Here are some of the many visualizations we added to LM Container. 

The Kubernetes Inventory dashboard displays the number of Kubernetes objects detected in the cluster by LM Container. It assists customers in planning capacity and estimating costs associated with running clusters.

Partial view of the Kubernetes Inventory dashboard
Partial view of the Kubernetes Inventory dashboard

We also built dashboards unique to each object type, such as Kubernetes deployment, that displays important information about each object. Furthermore, many datasources now track temporal changes in critical state information, such as pods (or replicas), in a deployment. The following screenshot shows the current state of a Kubernetes deployment in terms of the number of pods defined in its specification and the length of time the deployment has been running. From this section, you can copy the widgets to an existing or new dashboard.

Graphs depicting temporal state information of a Kubernetes deployment
Graphs depicting temporal state information of a Kubernetes deployment

The Info section of the Object Details panel displays the current metadata information for each tracked Kubernetes object. By using this information, you can inspect object metadata such as selectors, namespace, etc., without having to switch tools and execute commands on the Kubernetes cluster. Additionally, this information can be used to write custom alert rules, dashboard filters, and widgets. An example of the metadata LM Container captured from a daemonset running on a cluster can be seen in the screenshot below.

Partial view of the metadata captured from a Kubernetes daemonset
Partial view of the metadata captured from a Kubernetes daemonset

LogicMonitor’s LM Container offers a comprehensive solution for organizations seeking to gain insights into the state of their Kubernetes infrastructure. This article only provides a glimpse of the wealth of telemetry collected by LM Container and made available to the users via the LM platform.

With its automated alerting capabilities, LM Container can promptly identify issues and alert the relevant teams to take corrective actions. Moreover, LM Container’s built-in Artificial Intelligence capabilities can analyze usage trends to help customers identify opportunities for resource optimization, such as resizing nodes or adjusting resource limits. This allows organizations to optimize their infrastructure, minimize downtime, and ensure smooth operations.

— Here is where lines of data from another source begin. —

PR #11, opened 2026-04-23
feat: Add run-session text CLI to start a test session for the app

1u1m1a:
Adds new command `run-session text` which can be used to start a test session with an app.

`cxas run-session text projects/<project-id>/locations/<location>/apps/<app-id>`

### DIFF
--- a/src/cxas_scrapi/cli/main.py
+++ b/src/cxas_scrapi/cli/main.py
@@ -25,6 +25,7 @@ from typing import Dict, List
 
 import pandas as pd
 
+from cxas_scrapi import Sessions
 from cxas_scrapi.cli.app import (
     app_branch,
     app_create,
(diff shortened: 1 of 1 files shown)


src/cxas_scrapi/cli/main.py
```diff
@@ -1046,6 +1071,22 @@ def _add_project_location_args(
...
     parser_run.set_defaults(func=run_eval)
 
+    # Parser for 'run-session'
+    parser_run_session = subparsers.add_parser(
+        "run-session",
+        help="Start an interactive text session with the agent.",
+    )
+    parser_run_session.add_argument(
+        "modality",
+        choices=["text"],
```
kmaphoenix, line 1081: @1u1m1a are we planning to add `audio` as a future choice?

1u1m1a: We can add audio in the future. I just wanted to call out this is text only.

By leveraging LM Container’s capabilities, organizations can gain a deeper understanding of their Kubernetes infrastructure and take proactive measures to prevent potential issues.

Conclusion

LM Container’s integration with kube-state-metrics provides organizations with a powerful tool for monitoring their Kubernetes environments. With the ability to collect and analyze data from Kubernetes objects in real-time, IT teams can ensure the performance, reliability, and security of their Kubernetes applications. Additionally, the integration with alerting, dashboarding, and automation capabilities allows IT teams to proactively identify and address issues before they impact the end-users. Overall, LogicMonitor’s KSM integration streamlines the monitoring process for Kubernetes environments, enabling organizations to maximize their Kubernetes visibility, improve their operational efficiency, and deliver a better end-user experience.